Why My Soap Film is Better than Your Hadoop Cluster
The ever amazing slime mold is not the only way to solve complex compute problems without performing calculations. There is another: soap film. Unfortunately for soap film it isn’t nearly as photogenic as slime mold, all we get are boring looking pictures, but the underlying idea is still fascinating and ten times less spooky.
As a quick introduction we’ll lean on Long Ouyang, who has really straightforward explanation of how soap film works in Approaching P=NP: Can Soap Bubbles Solve The Steiner Tree Problem In Polynomial.
It’s computers, so playing the role of the motivating graph problem we have the Steiner tree problem, which Ouyang explains as:
Find the minimum spanning tree for a bunch of vertices, given that you can add additional points.
Soap helps solve this problem because:
- Soap, in water, acts a surfactant, which decreases the surface tension in water.
- This acts to minimize the surface energy of the liquid.
- This should minimize surface area (graph weight), and solve the problem.
Dip two glass plates, for example, with pegs between them into soap water, the soap would form a Steiner Tree around the pegs.

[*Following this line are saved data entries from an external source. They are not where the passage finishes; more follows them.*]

PR #865, opened 2021-04-22
fix: Return ImmutableSet from GtfsInput.getFilenames()

aababilov:
The set of files is never modified.


lionel-nj (approved):
thanks @aababilov

PR #868, opened 2021-04-23
fix: Java style fixes

aababilov:
* it is not recommended to import classes with a generic name like Builder
* add static final modifiers
* avoid raw types
* remove redundant continue
* add missing @Override


lionel-nj (approved):
Thanks 👍🏾

PR #869, opened 2021-04-23
feat: Propagate InterruptedException during feed loading

aababilov:
InterruptedException is a sign to immediately stop validation. We may not just add a notice and keep on validating.

IBM wrote an article on the subject:
http://web.archive.org/web/20210201071452/https://www.ibm.com/developerworks/java/library/j-jtp05236/index.html

If throwing InterruptedException means that a method is a blocking method, then calling a blocking method means that your method is a blocking method too, and you should have a strategy for dealing with InterruptedException. Often the easiest strategy is to throw InterruptedException yourself, as shown in the putTask() and getTask() methods in Listing 1. Doing so makes your method responsive to interruption as well and often requires nothing more than adding InterruptedException to your throws clause.

### DIFF
--- a/core/src/main/java/org/mobilitydata/gtfsvalidator/table/GtfsFeedLoader.java
+++ b/core/src/main/java/org/mobilitydata/gtfsvalidator/table/GtfsFeedLoader.java
@@ -28,12 +28,12 @@ import java.util.concurrent.Callable;
 import java.util.concurrent.ExecutionException;
 import java.util.concurrent.ExecutorService;
 import java.util.concurrent.Executors;
+import java.util.concurrent.Future;
 import org.mobilitydata.gtfsvalidator.annotation.GtfsLoader;
 import org.mobilitydata.gtfsvalidator.input.GtfsInput;
 import org.mobilitydata.gtfsvalidator.notice.NoticeContainer;
 import org.mobilitydata.gtfsvalidator.notice.RuntimeExceptionInLoaderError;
 import org.mobilitydata.gtfsvalidator.notice.ThreadExecutionError;
-import org.mobilitydata.gtfsvalidator.notice.ThreadInterruptedError;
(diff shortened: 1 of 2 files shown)


core/src/main/java/org/mobilitydata/gtfsvalidator/table/GtfsFeedLoader.java
```diff
@@ -86,74 +86,61 @@ public void setNumThreads(int numThreads) {
...
-                // the context since we know the filename here.
-                logger.atSevere().withCause(e).log("Runtime exception when loading %s", filename);
-                loaderNotices.addSystemError(
-                    new RuntimeExceptionInLoaderError(
-                        filename, e.getClass().getCanonicalName(), e.getMessage()));
-                // Since the file was not loaded successfully, we treat
-                // it as missing for continuing validation.
-                tableContainer = loader.loadMissingFile(validatorProvider, loaderNotices);
-              } finally {
-                inputStream.close();
```
lionel-nj, line 121: This line has been removed because wou wrote 
`try (InputStream inputStream = gtfsInput.getFile(filename)) {
...
}` earlier, right? Which will close our `InputStream`?

lionel-nj (approved):
Thanks @aababilov for working on this. Will keep the documentation you attached handy so that we can make sure to replicate this mechanism if needed in the future.

core/src/main/java/org/mobilitydata/gtfsvalidator/table/GtfsFeedLoader.java
aababilov: Sure, that is called try-with-resources. https://docs.oracle.com/javase/tutorial/essential/exceptions/tryResourceClose.html

aababilov:
Thanks for review!

Could you merge it? I still don't have permissions to do that on my own.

Here’s an example with 4 points from Valery Ochkov:
Jim Bergquist has several good soap film examples on his blog. He talks about the Steiner Tree Problem in Steiner Trees and Minimal Surfaces:
There is a physical analog to the Steiner Tree Problem that allows one to find the solutions without doing a single calculation. The soap films of a wire frame model will form a minimal surface. If one uses the positions of a set of parallel wires in the frame to represent the points and eliminates the unwanted surfaces of the bubbles produced by dipping the frame in a soap solution, a set of minimal surfaces will be formed which is analogous to the Steiner tree. The analogy is even better if one looks just at a plane perpendicular to the parallel wires.
Even more on Steiner Trees in Steiner trees and spanning trees in six-pin soap films.

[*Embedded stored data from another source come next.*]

PR #870, opened 2021-04-23
feat: Simplify validator functions

aababilov:
If an error is stored to the NoticeContainer, then it is already clear
that the field is invalid. Returning an additional boolean is redundant
and may lead to bugs when the function returns false but no error
notices are emitted.

### DIFF
--- a/core/src/main/java/org/mobilitydata/gtfsvalidator/validator/DefaultFieldValidator.java
+++ b/core/src/main/java/org/mobilitydata/gtfsvalidator/validator/DefaultFieldValidator.java
@@ -104,7 +104,7 @@ public class DefaultFieldValidator implements GtfsFieldValidator {
     }
   }
 
-  public static boolean hasOnlyPrintableAscii(String s) {
+  static boolean hasOnlyPrintableAscii(String s) {
     for (int i = 0, n = s.length(); i < n; ++i) {
       if (!(s.charAt(i) >= 32 && s.charAt(i) < 127)) {
         return false;
--- a/core/src/main/java/org/mobilitydata/gtfsvalidator/validator/DefaultFieldValidator.java
+++ b/core/src/main/java/org/mobilitydata/gtfsvalidator/validator/DefaultFieldValidator.java
@@ -62,43 +62,36 @@ public class DefaultFieldValidator implements GtfsFieldValidator {
   }
 
   @Override
-  public boolean validateId(
-      String id, GtfsCellContext cellContext, NoticeContainer noticeContainer) {
+  public void validateId(String id, GtfsCellContext cellContext, NoticeContainer noticeContainer) {
     if (!hasOnlyPrintableAscii(id)) {
       noticeContainer.addValidationNotice(
           new NonAsciiOrNonPrintableCharNotice(
               cellContext.filename(), cellContext.csvRowNumber(), cellContext.fieldName(), id));
-      return false;
     }
-    return true;
   }
 
   @Override
-  public boolean validateUrl(
+  public void validateUrl(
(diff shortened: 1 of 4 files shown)


aababilov:
Example. Consider we want to lower InvalidPhoneNumberNotice from ERROR to WARNING in a custom implementation of GtfsFieldValidator. A valid code with the old interface must be:

```
public boolean validatePhoneNumber(
      String phoneNumber, GtfsCellContext cellContext, NoticeContainer noticeContainer) {
    if (!PhoneNumberUtil.getInstance()
        .isPossibleNumber(phoneNumber, RegionCode.valueOf(countryCode.getCountryCode()))) {
          new InvalidPhoneNumberNotice(
              ...
              SeverityLevel.WARNING));
    }
   return true;
  }
```

An invalid code may return still false but emit a WARNING.

```
public boolean validatePhoneNumber(
      String phoneNumber, GtfsCellContext cellContext, NoticeContainer noticeContainer) {
    if (!PhoneNumberUtil.getInstance()
        .isPossibleNumber(phoneNumber, RegionCode.valueOf(countryCode.getCountryCode()))) {
          new InvalidPhoneNumberNotice(
              ...
              SeverityLevel.WARNING));
      return false;   // THIS IS AN INCORRECT COPY-PASTE FROM THE UPSTREAM!
    }
   return true;
  }
```

If validatePhoneNumber returns void, then it is impossible to introduce a bug.

```
public void validatePhoneNumber(
      String phoneNumber, GtfsCellContext cellContext, NoticeContainer noticeContainer) {
    if (!PhoneNumberUtil.getInstance()
        .isPossibleNumber(phoneNumber, RegionCode.valueOf(countryCode.getCountryCode()))) {
          new InvalidPhoneNumberNotice(
              ...
              SeverityLevel.WARNING));
    }
    // Nothing to return here.
  }
```

core/src/main/java/org/mobilitydata/gtfsvalidator/validator/DefaultFieldValidator.java
```diff
@@ -108,12 +101,10 @@ public boolean validatePhoneNumber(
               cellContext.csvRowNumber(),
               cellContext.fieldName(),
               phoneNumber));
-      return false;
     }
-    return true;
   }
 
-  static boolean hasOnlyPrintableAscii(String s) {
+  public static boolean hasOnlyPrintableAscii(String s) {
```
barbeau, line 107: Why does this need to have it's visibility increased?

barbeau (commented):
Good catch @aababilov! One question in-line.

aababilov:
I will reuse that function in Google's own implementation of
Field.Validator.

Den tis 27 apr. 2021 08:01Sean Barbeau ***@***.***> skrev:

barbeau:
>I will reuse that function in Google's own implementation of Field.Validator.

Do you think it would make sense to move these types of static methods that may be reused in downstream implementations to their own utility class? Or would you prefer to leave it in the DefaultFieldValidator to make it clearer that you're using the default implementation?

aababilov:
I think it is acceptable for now. We can revisit that later.

Den tis 27 apr. 2021 08:52Sean Barbeau ***@***.***> skrev:

core/src/main/java/org/mobilitydata/gtfsvalidator/validator/DefaultFieldValidator.java
aababilov: Let's keep it package-private. That was unrelated.

barbeau (approved):
Thanks @aababilov!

We aren’t just limited to soap films, three-dimensional microfluidic networks can also be used to solve computationally hard problems. Here’s an example for the design of a parallel algorithm that uses moving fluids in a three-dimensional microfluidic system to solve a nondeterministically polynomial complete problem (the maximal clique problem) in polynomial time.
Maybe one day we can use a REST API to hook our computers into a menagerie of slime mold, soap film, and fluidic networks. Now that’s a specialized cloud.
Related Articles
- Bubble Science Kit
- Soap Films Help to Solve Mathematical Problems
- Steiner trees and spanning trees in six-pin soap films
- Pentagon Soap Films
- "Minimal Surfaces" a Misnomer?
- Steiner Trees and Minimal Surfaces
- Design Challenge Results: “Evolution is Smarter than You Are”
- Soap Bubbles, Their Colours and the Forces which Mould Them
- Newtonian systems, bounded in space, time, mass and energy can compute all functions
- Using three-dimensional microfluidic networks for solving computationally hard problems (ppt)
- On Solving NP-complete Problems with Unconventional Models of Computation
- Focus: Soap Film Has Memory
- Getting there in much less time with a little soap or slime
- Approaching P=NP: Can Soap Bubbles Solve The Steiner Tree Problem In Polynomial Time? (ppt)
- The Use of Soap Film to Solve Torsion Problems?
Reader Comments (4)
Nature doesn't cheat, neither has it found the general solution for NP: http://www.youtube.com/watch?v=8bLXHvH9s1A&hd=1&t=28m00s :)
You do realize, that the soap bubble is not solving anything, because you still need the math to know the shape of the soap bubble? It's like saying you don't need to know how to calculate the time to get from A to B because you can go there.
The soap bubble needs not be computed anymore. You see the minimal surface immediately. No calculation needed. the only thing what you need may be a mapping into some storage medium, either your eye, some paper or some other device. The "read out" is what remains to do. There may be systems where this read-out is easier done than doing the actual computation. It is so trivial that it is almost unbelievable, but we need no (further) math for knowing the shape of the bubble construct.
This article is wrong. Soap film analog computers find a locally optimal spanning tree by a simple hill climbing "algorithm". Digital computers can find local optima like this much more rapidly and accurately than soap-film computers. The hill climbing approach doesn't solve the Steiner tree problem except in simple cases where the local optimum happens to be the global optimum.
You might as well say that you can solve the travelling salesman problem by trying 100 random routes and picking the shortest one as your solution. That may be good enough for some applications, but it doesn't solve the TSP and it doesn't prove that P=NP.